WORK ITEM:
Start at the line that contains "### LINKED ISSUE". Repeat it and each line after it, exactly, up to and including the final line of the data.

DATA BELOW:
---------------
PR #678, opened 2017-04-07
Fix font typo math -> main

### LINKED ISSUE #677: Some symbols are associated with a non-existing "math" font.
Symbols \coprod, \bigvee, \bigwedge...\smallint are assigned the fontFamily "math". It should probably be "main". See symbol.js:564-581.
---------------
RESULT FOR THIS EXERCISE:
### LINKED ISSUE #677: Some symbols are associated with a non-existing "math" font.
Symbols \coprod, \bigvee, \bigwedge...\smallint are assigned the fontFamily "math". It should probably be "main". See symbol.js:564-581.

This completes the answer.